The planters were built with 2"x14" boards that were attached with long screws. For extra stability, the landscape crew "pegged" the boards with 2"x2" pieces of wood driven about 30 inches into the ground, flush against the interior and exterior surfaces of the boards.

After filling the beds with topsoil, the irrigation system was finished by installing the heads at the optimal heights in the corners of the planters.

Sosnowitz selected the plants with zero input from the owners. This included 93 tomato plants in two of the beds.

"The grower had 31 varieties of tomatoes," remembers Sosnowitz. "And I said to him 'send me three of each variety.' So we had every variety of cherry tomatoes, every variety of plum tomatoes and every variety of large salad tomatoes."

The other four beds were also earmarked for specific plants: herbs and spices in one, melons and berries in another, a wide variety of peppers in the third and leafy vegetables in the remaining one. The gardens took two weeks to complete.

Besides this labor of love, the landscape crew did a lot of work to enhance the rest of the estate's grounds. This consisted of renovating the lawns, removing about 40 trees that were 60 to 70 feet tall, planting and pruning others, doing drainage work, trenching to move pool equipment, installing sod, thinning out the underbrush on an additional eight to nine acres, and demolishing an abandoned structure to reduce the property owner's liability. The total fee was "well over $200,000."
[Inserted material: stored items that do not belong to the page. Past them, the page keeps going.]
PR #471, opened 2019-09-11
Profile payload refactor

phmccarty:
Move the duplicated code into a new function, and have all of the patterns use it if they support it. Also, add a stub for the `make` pattern.

### DIFF
--- a/autospec/specfiles.py
+++ b/autospec/specfiles.py
@@ -572,6 +572,48 @@ class Specfile(object):
                 file2 = file.replace("/", "_")
                 self._write_strip("cp " + file + " %{buildroot}/usr/share/package-licenses/" + self.name + "/" + file2 + "\n")
 
+    def write_profile_payload(self, pattern=None):
+        """Write the profile_payload specified for this package."""
+        if not config.profile_payload:
+            return
+        use_subdir = True
+        init = ""
+        post = ""
+        if pattern == "configure":
+            init = f"{self.get_profile_generate_flags()}" \
+                   f"%configure " \
+                   f"{self.disable_static} " \
+                   f"{config.extra_configure} " \
+                   f"{config.extra_configure64}"
+        elif pattern == "configure_ac":
+            init = f"{self.get_profile_generate_flags()}" \
+                   f"%reconfigure " \
+                   f"{self.disable_static} " \
+                   f"{config.extra_configure} " \
+                   f"{config.extra_configure64}"
+        elif pattern == "autogen":
+            init = f"{self.get_profile_generate_flags()}" \
+                   f"%autogen " \
+                   f"{self.disable_static} " \
+                   f"{config.extra_configure} " \
+                   f"{config.extra_configure64}"
+        elif pattern == "cmake":
+            use_subdir = False
+            init = f"{self.get_profile_generate_flags()}"
+            post = f"{self.get_profile_use_flags()}"
+        if use_subdir and self.subdir:
+            self._write_strip("pushd " + self.subdir)
+        if init:
+            self._write_strip(init)
+        self.write_make_line()
+        if use_subdir and self.subdir:
+            self._write_strip("popd")
+        self._write_strip("\n")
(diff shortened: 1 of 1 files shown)


autospec/specfiles.py
```diff
@@ -572,6 +573,55 @@ def write_license_files(self):
                 file2 = file.replace("/", "_")
                 self._write_strip("cp " + file + " %{buildroot}/usr/share/package-licenses/" + self.name + "/" + file2 + "\n")
 
+    def write_profile_payload(self, pattern=None):
+        """Write the profile_payload specified for this package."""
+        if not pattern:
+            return
+        if not config.profile_payload:
+            return
+        if config.profile_payload and not config.profile_payload[0]:
```
bryteise: extra check on config.profile_payload

autospec/specfiles.py
```diff
@@ -572,6 +573,55 @@ def write_license_files(self):
...
+                   config.extra_configure,
+                   config.extra_configure64)
+        elif pattern == "cmake":
+            use_subdir = False
+            init = "{0}".format(self.get_profile_generate_flags())
+            post = "{0}".format(self.get_profile_use_flags())
+        else:
+            print_warning(f"profile_payload not supported for {pattern} pattern")
+            return
+        if config.profile_payload and config.profile_payload[0]:
```
bryteise: extra check on config.profile_payload

autospec/specfiles.py
```diff
@@ -572,6 +573,55 @@ def write_license_files(self):
...
+            if use_subdir and self.subdir:
+                self._write_strip("pushd " + self.subdir)
+            self._write_strip(init)
```
bryteise: since you check for post, maybe check for init too.

autospec/specfiles.py
```diff
@@ -572,6 +573,55 @@ def write_license_files(self):
...
+                   self.get_profile_generate_flags(),
+                   self.disable_static,
+                   config.extra_configure,
+                   config.extra_configure64)
+        elif pattern == "cmake":
+            use_subdir = False
+            init = "{0}".format(self.get_profile_generate_flags())
+            post = "{0}".format(self.get_profile_use_flags())
+        else:
+            print_warning(f"profile_payload not supported for {pattern} pattern")
```
bryteise: maybe this should be a hard error for testing

bryteise:
Seems like a reasonable approach.

autospec/specfiles.py
phmccarty: fixed

autospec/specfiles.py
phmccarty: fixed

autospec/specfiles.py
phmccarty: I removed this block in v2

phmccarty:
Changes since the v1 PR:
- Do not special-case the `make` pattern. Instead, if `pattern` is not passed to `write_profile_payload()` (or is `None`), the default behavior is assumed and no special init/post steps are needed.
- Switch to concatenated formatted string literals instead of calling `format`

autospec/specfiles.py
phmccarty: fixed in v2

autospec/specfiles.py
```diff
@@ -572,6 +572,50 @@ def write_license_files(self):
                 file2 = file.replace("/", "_")
                 self._write_strip("cp " + file + " %{buildroot}/usr/share/package-licenses/" + self.name + "/" + file2 + "\n")
 
+    def write_profile_payload(self, pattern=None):
+        """Write the profile_payload specified for this package."""
+        if not config.profile_payload:
+            return
+        if not config.profile_payload[0]:
+            return
```
bryteise: if not config.profile_payload or not config.profile_payload[0] probably but up to you.

phmccarty: I will remove the second conditional, since we determined that it's not needed.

On top of that, Mark Eliot Design was awarded the maintenance contract, which required a 4-man crew to trim, weed and mow every five days during the growing season of mid-April through July, and then less often after that. The biggest challenge was just the sheer size of the land under their care. For instance, when confronting the dethatching job, Sosnowitz was struck by the task at hand.

"I looked at it and said 'we are going to be here forever,'" he recalls.

To help shorten that time, Sosnowitz found, at a tractor supply store, a six-foot-wide dethatching unit (he described as being "like a spring rake") that could be pulled behind his small tractor, bought three of them and affixed them together with attachment mechanisms he created.

"It worked like a charm," he says and when asked to sum up the results, the Michigan State University graduate enthuses, "I really got a thrill to watch the place come around. I was very proud of it."



As seen in LC/DBM magazine, February 2017.